▶ [Task to complete]:
Every line of the material must come back exactly as given.
══════
PR #188, opened 2026-08-17
feat(io): batched footer resolve on rest_ioctx

ran-yuan-rui:
## Description

The existing footer-probe path starts with a blocking suffix GET on a short-lived easy handle. The process-wide CURLSH shares DNS and TLS-session state, but not its connection cache, so repeated probes each create a new TCP/TLS connection.

This adds `rest_ioctx::resolve_footer_objects(paths, on_result, stop)`. A per-call curl multi keeps at most `footer_resolve_max_inflight` transfers active and reuses connections while the call is running. Results are delivered one input at a time, serially on the caller's thread, without waiting for the whole batch. This PR adds the cuCascade mechanism only; Sirius scan-preparation wiring will follow separately once the sirius-side io parity settles.

Each entry follows `open_io_object(path, parquet_footer_probe)` behavior. A verified 206 returns the suffix window. Responses that cannot establish a valid suffix window fall back to HEAD. A zero-byte probe window uses HEAD directly. Retries re-authorize each attempt and preserve ETag and perf-counter attribution.

Each input occurrence receives exactly one callback, including duplicate paths. Per-entry failures do not cancel siblings. Cancellation reports `operation_canceled` for entries not yet delivered. If a callback throws, remaining entries are canceled before the first exception is rethrown. Invalid submissions fail before any callback or network request.

The returned `io_object` carries the path, object size, and validation tag, but not the footer bytes. Footer bytes are returned in a separate payload backed by an ioctx-wide `footer_resolve_stash_budget` lease. The reservation is released when the payload is freed. Concurrent calls are FIFO-serialized per ioctx, and `footer_resolve_max_inflight = 0` disables the API.

Supporting changes:

- `exec::admission_control` gains `try_acquire()`, `reserved()`, and `peak_reserved()`.
- `rest_perf_snapshot` reports current and peak footer-payload reservations.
══════
▶ [Answer for this exercise]:
PR #188, opened 2026-08-17
feat(io): batched footer resolve on rest_ioctx

ran-yuan-rui:
## Description

The existing footer-probe path starts with a blocking suffix GET on a short-lived easy handle. The process-wide CURLSH shares DNS and TLS-session state, but not its connection cache, so repeated probes each create a new TCP/TLS connection.

This adds `rest_ioctx::resolve_footer_objects(paths, on_result, stop)`. A per-call curl multi keeps at most `footer_resolve_max_inflight` transfers active and reuses connections while the call is running. Results are delivered one input at a time, serially on the caller's thread, without waiting for the whole batch. This PR adds the cuCascade mechanism only; Sirius scan-preparation wiring will follow separately once the sirius-side io parity settles.

Each entry follows `open_io_object(path, parquet_footer_probe)` behavior. A verified 206 returns the suffix window. Responses that cannot establish a valid suffix window fall back to HEAD. A zero-byte probe window uses HEAD directly. Retries re-authorize each attempt and preserve ETag and perf-counter attribution.

Each input occurrence receives exactly one callback, including duplicate paths. Per-entry failures do not cancel siblings. Cancellation reports `operation_canceled` for entries not yet delivered. If a callback throws, remaining entries are canceled before the first exception is rethrown. Invalid submissions fail before any callback or network request.

The returned `io_object` carries the path, object size, and validation tag, but not the footer bytes. Footer bytes are returned in a separate payload backed by an ioctx-wide `footer_resolve_stash_budget` lease. The reservation is released when the payload is freed. Concurrent calls are FIFO-serialized per ioctx, and `footer_resolve_max_inflight = 0` disables the API.

Supporting changes:

- `exec::admission_control` gains `try_acquire()`, `reserved()`, and `peak_reserved()`.
- `rest_perf_snapshot` reports current and peak footer-payload reservations.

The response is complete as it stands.